From: Jeremiah Willcock (jewillco_at_[hidden])
Date: 2011-06-07 14:27:49

On Tue, 7 Jun 2011, Anders Wallin wrote:

> On Tue, Jun 7, 2011 at 4:45 PM, Jeremiah Willcock <jewillco_at_[hidden]> wrote:
>> On Tue, 7 Jun 2011, Anders Wallin wrote:
>>> Hi all,
>>> I ran metric_tsp_approx on a number of TSPLIB problems and got the
>>> following graph:
>>> This would indicate the time-complexity is V^2
>> Are you using an adjacency matrix as your representation?
> Yes.
>>  Are your graphs dense?
> Yes they are complete graphs, so that is as dense as it gets I guess.
>> I don't remember what TSPLIB contains exactly -- are you using
>> Euclidean problems that would turn into dense graphs?
>> In that case, just reading the graph's distance matrix would take O(V^2), and so the complexity
>> you are seeing is correct.
> Right.
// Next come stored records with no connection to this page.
PR #8829, opened 2025-09-22
fix(font): Treat Powerline glyphs as normal characters for constraint width purposes

danielwe:
Powerline glyphs were treated as whitespace, giving the preceding cell a constraint width of 2 and cutting off icons in people's prompts and statuslines. It is however correct to not treat Powerline glyphs like other Nerd Font symbols; they should simply be treated as normal characters, just like their relatives in the block elements unicode block.

This resolves https://discord.com/channels/1005603569187160125/1417236683266592798 (never promoted to an issue, but real and easy to reproduce).

**Tip**
Screenshot 2025-09-21 at 16 57 58

**This PR**
Screenshot 2025-09-21 at 16 58 42

The constraint width logic was untested but contains some quite subtle interactions, so I wrote a suite of tests covering the cases I'm aware of.

While working on this code I also resolved a TODO comment to add all the box drawing/block element type characters to the set of codepoints excluded from the minimum contrast settings.

### DIFF
--- a/src/renderer/cell.zig
+++ b/src/renderer/cell.zig
@@ -352,7 +352,7 @@ fn isLegacyComputing(char: u21) bool {
 // Returns true if the codepoint is a part of the Powerline range.
 fn isPowerline(char: u21) bool {
     return switch (char) {
-        0xE0B0...0xE0C8, 0xE0CA, 0xE0CC...0xE0D2, 0xE0D4 => true,
+        0xE0B0...0xE0D7 => true,
         else => false,
     };
 }
--- a/src/renderer/cell.zig
+++ b/src/renderer/cell.zig
@@ -236,8 +236,8 @@ pub fn isCovering(cp: u21) bool {
 }
 
 /// Returns true of the codepoint is a "symbol-like" character, which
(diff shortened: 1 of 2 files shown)


danielwe:
Fixes #8787

GustavoWidman:
does this include "U+E0A0"? it's in the list of powerline glyphs but i don't see it included in the range you set. the **official** powerline glyph ranges are U+E0A0–U+E0A7 (Powerline Extra Symbols) and U+E0B0–U+E0C8 (Main Powerline glyphs). adding these should fix most issues related to powerline and glyphs being out-of-bounds

danielwe:
The E0Ax range consists of what I’d consider regular icons, like the branch symbol. I think it’s fine to treat these like any other nerd font icon. The ones that require special treatment are the block elements in E0Bx, E0Cx, and E0Dx.

(Note that special treatment here only means that they don’t affect the scaling of the _subsequent_ glyph, unlike other nerd font icons. The point of this PR is to make them _less_ special.)

mitchellh (approved):
Clean. Thank you.

PR #8847, opened 2025-09-22
fix(font): Final font patcher fixes

danielwe:
This is my final set of fixes to the font patcher/icon scaling code. It builds on #8563 and there's not much reason to pay attention here until that one has been reviewed (the unique changes in this PR only touch the two `nerd_font_*` files; the other 8 files in the diff are just #8563). However, I wanted to make sure the full set of changes/fixes I propose are out in the open, such that any substantial edits by maintainers (like in #7953) can take into account the full context.

I think this and the related patches should be considered fixes, not features, so I hope they can be considered for a 1.2.x release.

This PR fixes some bugs in the extraction of scale and alignment rules from the `font_patcher` script. Roughly in order of importance:

* Nerd fonts apply an offset to some codepoint ranges when extracting glyphs from their original font (e.g., Font Awesome) and placing them in a Nerd Font. Rules are specified in terms of the former codepoints, but must be applied to the latter. This offset was previously not taken into account, so rules were applied to the wrong glyphs, and some glyphs that should have rules didn't get any.
* Previously, the rules from every single patch set was included, but the embedded Symbols Only font doesn't contain all of them. Most importantly, there's a legacy patch set that only exists for historical reasons and is never used anymore, which was overwriting some other rules because of overlapping codepoint ranges. Also, the Symbols Only font contains no box drawing characters, so those rules should not be included. With this PR, irrelevant patch sets are filtered out.
* Some patch sets specify overlapping codepoint ranges, though in reality the original fonts don't actually cover the full ranges and the overlaps just imply that they're filling each other's gaps. During font patching, the presence/absence of a glyph at each codepoint in the original font takes care of the ambiguity. Since we don't have that information, we need to hardcode which patch set "wins" for each case (it's not always the latest set in the list). Luckily, there are only two cases.
* Many glyphs belong to scale groups that should be scaled and aligned as a unit. However, in `font_patcher`, the scale group is _not_ used for _horizontal_ alignment, _unless_ the entire scale group has a single advance width (remember, the original symbol fonts are not monospace). This PR implements this rule by only setting `relative_width` and `relative_x` if the group is monospace.

There are some additional tweaks to ensure that each codepoint actually gets the rule it's supposed to when it belongs to multiple scale groups or patch sets, and to avoid setting rules for codepoints that don't exist in the embedded font.


danielwe:
Fixes #8842

Specifically, the second bullet point above is the ticket. The scaling rules for box drawing characters needs to be excluded, since these codepoints are not present in the symbols only embedded font. The rules end up applying to glyphs that don't need them and that they weren't designed for.

Also fixes #8335

mitchellh:
@danielwe Since I merged your base branch, can you update to remove the commit and fix the conflicts? Thank you!

danielwe:
EDIT: This part was moved to #8990.

~~I added one more small change: Stretched glyphs work best if they're scaled and aligned to the grid, since they're typically meant to align across cells (this is the exception to the argument in #8563 that icons should be aligned to the face). This also lets us eliminate the band-aid of horizontal negative padding (overlap), which is another improvement over `font-patcher` that's only possible because we're applying constraints with knowledge of the pixel grid.~~

~~Here are screenshots showing the difference this makes for the progress bar elements from Nerd Fonts. Notice the overlap artifacts (which would be even more pronounced on a lower-DPI display) no longer appearing after this change.~~

Screenshot 2025-10-01 at 09 34 36
Screenshot 2025-10-01 at 09 36 10

danielwe:
Now that we have #8990, the change mentioned in the previous comment is a better fit there, so I moved it over, see https://github.com/ghostty-org/ghostty/pull/8990#issuecomment-3358834158.

I also realized the implementation of ungrouped horizontal alignment could be vastly simplified---all that's needed is to _not_ set `relative_width` and `relative_x`, with no further changes needed to either the codegen or face.zig. As a result, this PR now only touches nerd_font_{codegen,attributes} and nothing else.

PR #282, opened 2017-04-20
[FIX] Reference Error: Model is not defined for pos_multi_session

GabbasovDinar:


.travis.yml
```diff
@@ -2,8 +2,7 @@ language: python
 
 python:
   - "2.7"
-  
-dist: trusty
```
yelizariev: revert it back please

GabbasovDinar: @yelizariev DONE

Issue #281, opened 2017-04-20
[9.0][10.0] problem to inherit push_order


gaelTorrecillas:
hello, 

in our inheritance of push_order, we lose the options.

https://github.com/it-projects-llc/pos-addons/blob/10.0/pos_product_available/static/src/js/pos.js#L26

fix in commit : https://github.com/MindAndGo/pos-addons/commit/3697a71b443c9dcd627c039c4caa1b6e0db030e6

yelizariev:
Hello, 
thank you for update

@ilmir-k, check and apply this commiit please

PR #287, opened 2017-04-25
[FIX][9.0] pos_product_available - don't lose the options when inheritance of push_order

ilmir-k:
[FIX][9.0] pos_product_available - don't lose the options when inheritance of push_order


yelizariev:
?

ilmir-k:
https://github.com/it-projects-llc/pos-addons/issues/281

PR #289, opened 2017-04-26
[FIX] lint errors v10

ufaks:


ilmir-k:
@ufaks fix the remaining lint errors please

PR #293, opened 2017-04-27
[ADD] a more load button in POS debt history

ufaks:


pos_debt_notebook/static/src/js/pos.js
```diff
@@ -450,6 +452,25 @@ odoo.define('pos_debt_notebook.pos', function (require) {
                     debt_history_line = debt_history_line.childNodes[1];
                     contents.appendChild(debt_history_line);
                 }
+                if (debt_history.length % this.debt_history_limit === 0) {
+                    var debt_history_load_more_html = QWeb.render('DebtHistoryLoadMore');
+                    var debt_history_load_more = document.createElement('tbody');
+                    debt_history_load_more.innerHTML = debt_history_load_more_html;
+                    debt_history_load_more = debt_history_load_more.childNodes[1];
+                    contents.appendChild(debt_history_load_more);
+                    var new_limit = $('#debt_history tr').length - 2 + this.debt_history_limit;
```
yelizariev: You cannot do it according to mvc approach. Fix that please

yelizariev (changes requested):
https://en.m.wikipedia.org/wiki/Model%E2%80%93view%E2%80%93controller

pos_debt_notebook/static/src/js/pos.js
```diff
@@ -398,6 +405,8 @@ odoo.define('pos_debt_notebook.pos', function (require) {
             this.pos.on('updateDebtHistory', function(partner_ids){
                 this.update_debt_history(partner_ids);
             }, this);
+            this.debt_history_limit = 10;
+            this.debt_history_built_lines = 0;
```
yelizariev: Can it be more clear names? Also, use a separate setting for initial limit.

E.g.

            this.debt_history_limit_initial = 10;
            this.debt_history_limit_increment = 20;
            this.debt_history_built_current = 0;

yelizariev (changes requested):

manu686:
yay 👍

PR #295, opened 2017-04-29
[FIX] [10.0] pos_multi_session_restaurant: Refresh floor screen on removed order

ata2001:
`pos_multi_session_restaurant` does not refresh the floor screen on removed order, when only one table has orders. Could fix with triggering `'change:orders-count-on-floor-screen'` on removed order.


yelizariev:
Thank you @ata2001 

@ilmir-k or @GabbasovDinar  review this please

ilmir-k (approved):
:+1:

PR #298, opened 2017-05-05
[PORT] 10.0-product_lot

ArtyomLosev:


ilmir-k:
@yelizariev check travis errors please. 
we have not lint errors now, but here is another strange ones.

PR #310, opened 2017-06-16
[DOC] print method new logo

Englishrain:
[DOC] print method new logo


ilmir-k:
@yelizariev it can be merged

PR #312, opened 2017-06-16
[DOC] pos product category discount new logo

Englishrain:
[DOC] pos product category discount new logo


ilmir-k:
@yelizariev it can be merged

Issue #321, opened 2017-07-01
[10.0-pos_multi_session_restaurant] Splitbill is not done at the right step


cvinh:
Steps to reproduce : 
- set up 2 pos belonging to the same multisession
- add items on a table
- press divide button
- select items but do not press the "Payment Button" and press the "Back Button"
Actual behavior : 
- on the other pos, the order is divided
Expected behavior : 
- on the other pos, the order should not be divided yet because it's not divided in the first pos
- on the other pos, the order has to be divided after the "Payment Button" is pressed

cvinh:
Seems to be duplicate of https://github.com/it-projects-llc/pos-addons/issues/268

PR #324, opened 2017-07-01
[FIX] Fix sync issue with splitbill

cvinh:
Fixes https://github.com/it-projects-llc/pos-addons/issues/321


GabbasovDinar (commented):
@invitu
We have one issue

Sync POS1 and POS2
In POS1 add an order with 6 items
In POS1 click on split and add 3 items to be split
In POS1 click on payment
actual behaviour:
In POS2 a new order is created which contains one item
expected behaviour:
New order must contain 3 items

cvinh:
@GabbasovDinar yes I confirm the issue...

yelizariev:
Superseded by https://github.com/it-projects-llc/pos-addons/pull/352

Issue #323, opened 2017-07-01
[10.0-pos_multi_session_restaurant] creating an empty order does not sync


cvinh:
Steps to reproduce : 
- set up 2 pos belonging to the same multisession
- click on a table to make new order without adding items
- go back to floor screen

Actual behavior : 
- on the other pos, the empty order is not created
- on the other pos, click on the same table, a new order is created
- we have 2 orders on the first pos and one order on the second pos that does the mess

Expected behavior : 
- even the empty order is created on both pos
- even the empty order is automatically deleted on the first pos (that changes odoo standard)

yelizariev:
We don't sync empty orders. The main reason was that odoo creates empty orders automatically (at least when pos_restaurant is not installed). But I understand your concerns when we work with tables. What about to change this behaviour in pos_multi_session_restaurant only?

cc @Englishrain @ilmir-k

cvinh:
hello I agree with you to change the behavior in pos_multi_session_restaurant only
I don't know what would be the scenario without tables or without pos_restaurant

cvinh:
updated https://github.com/it-projects-llc/pos-addons/pull/325

Englishrain:
Сonfirmed

cvinh:
I updated my PR to change the behavior in pos_multi_session_restaurant only as @yelizariev suggested

PR #325, opened 2017-07-02
[FIX] fix create empty order

cvinh:
Fixes https://github.com/it-projects-llc/pos-addons/issues/323


yelizariev:
Let's discuss it in #323 first

GabbasovDinar (commented):
Thank you. I will check it

Issue #332, opened 2017-07-11
[pos_debt_notebook] Partner's child debt should be configurable  [$500 awarded]


gustavovalverde:
Maybe it's a very particular case, but this could be an option.
**Company A** is using pos_debt_notebook
*Company X* is one of the clients, with a bunch of employees, that buys to Company A

I have an scenario were employees from other companies have credit on **Company A**. Those companies update that credit on a weekly basis. To have a tracking we've created each employee of Company X as a **child partner** (this way is easier to know how much Company X owes Company A, for all of it's employees consumption).

This can't be accomplished with pos_debt_notebook because the Company X childs (employees) inherit Company X accounting, and thus the accounting tab can't be modified.

I can't find a way to accomplish this using the module "as is", so I'm supposing this needs additional development. Because if an employee of Company X goes and buys something, just it's debt should get affected; as Company X could also have a different debt for it's own use.

P.d.: @yelizariev I'm willing to put a bounty on this if you see this could fit as a feature for the module.

yelizariev:
What we can do in current design of the module is to make a wizard which create multiple invoices per each employee. Then you will be able to pay them at once at menu ``Accounting >> Invoices`` (select invoices and click ``[Action] -> Register Payment``

gustavovalverde:
I'd like to start with the segregation of the `debt` field. If I assign a `parent_id `(company) to a **partner** (employee), the accounting tab is disabled in the employee, so I have no way to assign a `debt` to a partner that has a parent_id assigned.

I'll be funding this through Bountysource.

yelizariev:
I close it to be able claim the bounty. Feel free to reopen or create new issues

PR #337, opened 2017-07-21
10.0 pos debt notebook company debts

yelizariev:


yelizariev:
https://github.com/it-projects-llc/pos-addons/issues/332

ilmir-k:
I've checked it. It works fine

PR #343, opened 2017-07-31
[FIX] Fixes lint errors

GabbasovDinar:


pos_order_note/static/src/js/order_note.js
```diff
@@ -197,32 +173,60 @@ odoo.define('pos_cancel_order.order_note', function (require) {
...
-                        cancelled_exist_product.custom_notes = curr.old_custom_notes;
-                    }
+                if (j === N && k === c) {
+                    C[c++] = A[ i ];
                 }
             }
-            return res;
+            return C;
         },
+        change_custom_notes: function(current_order_custom_notes_ids, old_order_custom_notes_ids) {
```
yelizariev, line 220: use more appropriate name

yelizariev: If this function just compare two arrays you don't need so complex names for arguments

yelizariev (changes requested):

My point is that the documentation for metric_tsp_approx and
> for prim_minimum_spanning_tree suggests that I should see O( E log (V)
> ) time complexity, which for complete graphs is O(V^2 log (V) ) when
> in fact I am seeing V^2 which is better.
> Does the BGL documentation say something about differing time
> complexity for adjacency_matrix and dense graphs? should it?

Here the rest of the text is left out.